A stretch of the entries below is to be set down exactly, running from the line with "a five-second one." through the line with "17 unit tests", both included, and no other line.
Segment Start: SOURCE DATA
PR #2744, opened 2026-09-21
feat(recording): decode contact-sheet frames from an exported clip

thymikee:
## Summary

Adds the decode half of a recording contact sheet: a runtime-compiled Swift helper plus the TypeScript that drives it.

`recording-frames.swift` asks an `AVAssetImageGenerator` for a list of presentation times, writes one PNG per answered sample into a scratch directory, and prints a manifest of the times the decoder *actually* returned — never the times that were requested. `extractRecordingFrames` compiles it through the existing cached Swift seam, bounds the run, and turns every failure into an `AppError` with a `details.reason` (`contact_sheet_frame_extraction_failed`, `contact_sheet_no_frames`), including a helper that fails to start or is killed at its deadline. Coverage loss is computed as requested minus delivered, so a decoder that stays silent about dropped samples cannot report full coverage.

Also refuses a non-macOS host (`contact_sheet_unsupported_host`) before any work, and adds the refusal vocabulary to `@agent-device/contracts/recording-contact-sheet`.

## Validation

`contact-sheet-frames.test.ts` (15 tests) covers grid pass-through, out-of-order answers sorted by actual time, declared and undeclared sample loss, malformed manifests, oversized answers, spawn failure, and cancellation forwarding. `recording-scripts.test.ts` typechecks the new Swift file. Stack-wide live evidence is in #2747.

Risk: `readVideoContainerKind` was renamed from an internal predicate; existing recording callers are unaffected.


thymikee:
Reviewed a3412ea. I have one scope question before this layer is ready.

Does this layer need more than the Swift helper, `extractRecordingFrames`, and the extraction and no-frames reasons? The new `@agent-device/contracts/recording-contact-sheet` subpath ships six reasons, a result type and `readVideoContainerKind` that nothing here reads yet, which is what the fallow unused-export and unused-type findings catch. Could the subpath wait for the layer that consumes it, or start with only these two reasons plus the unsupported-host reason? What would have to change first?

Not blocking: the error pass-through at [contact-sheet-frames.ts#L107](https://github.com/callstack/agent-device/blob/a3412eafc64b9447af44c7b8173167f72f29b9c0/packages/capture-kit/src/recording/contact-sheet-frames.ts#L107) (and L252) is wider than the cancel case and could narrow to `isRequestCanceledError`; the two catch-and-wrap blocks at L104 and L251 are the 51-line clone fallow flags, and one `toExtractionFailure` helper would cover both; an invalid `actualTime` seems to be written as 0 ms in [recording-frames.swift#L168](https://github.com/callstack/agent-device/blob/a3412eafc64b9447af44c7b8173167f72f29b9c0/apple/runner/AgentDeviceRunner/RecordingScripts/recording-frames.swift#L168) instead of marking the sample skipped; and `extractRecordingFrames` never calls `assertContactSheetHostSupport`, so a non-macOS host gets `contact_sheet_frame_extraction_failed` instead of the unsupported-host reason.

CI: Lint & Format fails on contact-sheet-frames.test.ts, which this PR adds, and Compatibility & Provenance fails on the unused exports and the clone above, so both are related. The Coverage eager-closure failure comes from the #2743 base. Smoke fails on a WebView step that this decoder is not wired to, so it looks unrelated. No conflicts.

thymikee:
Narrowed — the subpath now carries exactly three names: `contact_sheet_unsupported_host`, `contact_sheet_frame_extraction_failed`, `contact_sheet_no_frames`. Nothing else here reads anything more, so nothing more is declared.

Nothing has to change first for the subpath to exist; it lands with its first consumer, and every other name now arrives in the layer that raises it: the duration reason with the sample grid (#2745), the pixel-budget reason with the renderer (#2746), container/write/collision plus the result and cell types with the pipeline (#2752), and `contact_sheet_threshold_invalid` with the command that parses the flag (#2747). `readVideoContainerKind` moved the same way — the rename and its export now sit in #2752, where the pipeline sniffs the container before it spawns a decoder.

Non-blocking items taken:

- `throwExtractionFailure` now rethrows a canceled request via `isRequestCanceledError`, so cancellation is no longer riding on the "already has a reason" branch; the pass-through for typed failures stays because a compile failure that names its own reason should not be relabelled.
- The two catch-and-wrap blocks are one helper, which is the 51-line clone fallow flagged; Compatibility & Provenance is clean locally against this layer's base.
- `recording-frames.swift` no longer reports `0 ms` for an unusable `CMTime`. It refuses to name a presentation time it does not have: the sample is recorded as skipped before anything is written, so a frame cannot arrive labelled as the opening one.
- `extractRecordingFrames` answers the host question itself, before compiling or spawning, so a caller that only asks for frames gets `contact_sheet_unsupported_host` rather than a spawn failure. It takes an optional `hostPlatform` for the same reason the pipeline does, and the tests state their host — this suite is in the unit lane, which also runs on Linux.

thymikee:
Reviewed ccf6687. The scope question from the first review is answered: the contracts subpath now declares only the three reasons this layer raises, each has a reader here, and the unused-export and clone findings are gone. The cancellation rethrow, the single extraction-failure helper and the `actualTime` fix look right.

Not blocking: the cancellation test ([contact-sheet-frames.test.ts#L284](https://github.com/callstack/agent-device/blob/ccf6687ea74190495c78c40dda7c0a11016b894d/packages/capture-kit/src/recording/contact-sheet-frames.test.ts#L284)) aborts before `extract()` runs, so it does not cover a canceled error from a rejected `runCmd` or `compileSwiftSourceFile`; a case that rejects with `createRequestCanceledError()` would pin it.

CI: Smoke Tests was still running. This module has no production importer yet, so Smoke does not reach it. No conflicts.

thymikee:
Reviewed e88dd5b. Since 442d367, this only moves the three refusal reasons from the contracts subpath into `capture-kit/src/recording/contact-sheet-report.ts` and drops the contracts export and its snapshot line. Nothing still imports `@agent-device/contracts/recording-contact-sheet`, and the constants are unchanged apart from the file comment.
Segment End: SOURCE DATA
Segment Start: SOURCE DATA
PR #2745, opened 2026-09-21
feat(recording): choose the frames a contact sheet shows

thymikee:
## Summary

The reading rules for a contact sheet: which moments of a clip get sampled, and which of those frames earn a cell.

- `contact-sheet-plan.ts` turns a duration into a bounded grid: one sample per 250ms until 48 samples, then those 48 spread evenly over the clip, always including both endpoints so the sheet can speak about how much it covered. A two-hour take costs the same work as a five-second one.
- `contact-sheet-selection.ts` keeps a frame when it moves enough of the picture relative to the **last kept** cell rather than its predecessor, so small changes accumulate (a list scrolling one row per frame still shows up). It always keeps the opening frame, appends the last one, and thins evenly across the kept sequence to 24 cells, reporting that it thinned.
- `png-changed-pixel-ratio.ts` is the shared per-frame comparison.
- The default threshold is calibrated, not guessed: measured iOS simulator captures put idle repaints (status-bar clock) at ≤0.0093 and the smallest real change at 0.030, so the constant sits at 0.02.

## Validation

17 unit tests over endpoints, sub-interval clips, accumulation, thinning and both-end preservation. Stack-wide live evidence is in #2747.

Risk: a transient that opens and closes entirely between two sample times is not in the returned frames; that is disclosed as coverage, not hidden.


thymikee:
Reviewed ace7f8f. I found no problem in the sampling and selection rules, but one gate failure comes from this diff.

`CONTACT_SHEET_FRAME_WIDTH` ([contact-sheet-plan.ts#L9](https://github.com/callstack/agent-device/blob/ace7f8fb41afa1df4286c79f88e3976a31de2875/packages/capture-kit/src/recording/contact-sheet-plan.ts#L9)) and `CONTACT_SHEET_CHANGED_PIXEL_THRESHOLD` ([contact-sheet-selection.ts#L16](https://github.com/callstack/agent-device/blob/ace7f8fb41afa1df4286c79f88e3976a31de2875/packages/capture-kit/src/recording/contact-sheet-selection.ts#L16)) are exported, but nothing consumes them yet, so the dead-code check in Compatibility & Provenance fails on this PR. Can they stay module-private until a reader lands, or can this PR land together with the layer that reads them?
Segment End: SOURCE DATA
**EXERCISE OUTPUT:**
- `contact-sheet-plan.ts` turns a duration into a bounded grid: one sample per 250ms until 48 samples, then those 48 spread evenly over the clip, always including both endpoints so the sheet can speak about how much it covered. A two-hour take costs the same work as a five-second one.
- `contact-sheet-selection.ts` keeps a frame when it moves enough of the picture relative to the **last kept** cell rather than its predecessor, so small changes accumulate (a list scrolling one row per frame still shows up). It always keeps the opening frame, appends the last one, and thins evenly across the kept sequence to 24 cells, reporting that it thinned.
- `png-changed-pixel-ratio.ts` is the shared per-frame comparison.
- The default threshold is calibrated, not guessed: measured iOS simulator captures put idle repaints (status-bar clock) at ≤0.0093 and the smallest real change at 0.030, so the constant sits at 0.02.

## Validation

17 unit tests over endpoints, sub-interval clips, accumulation, thinning and both-end preservation. Stack-wide live evidence is in #2747.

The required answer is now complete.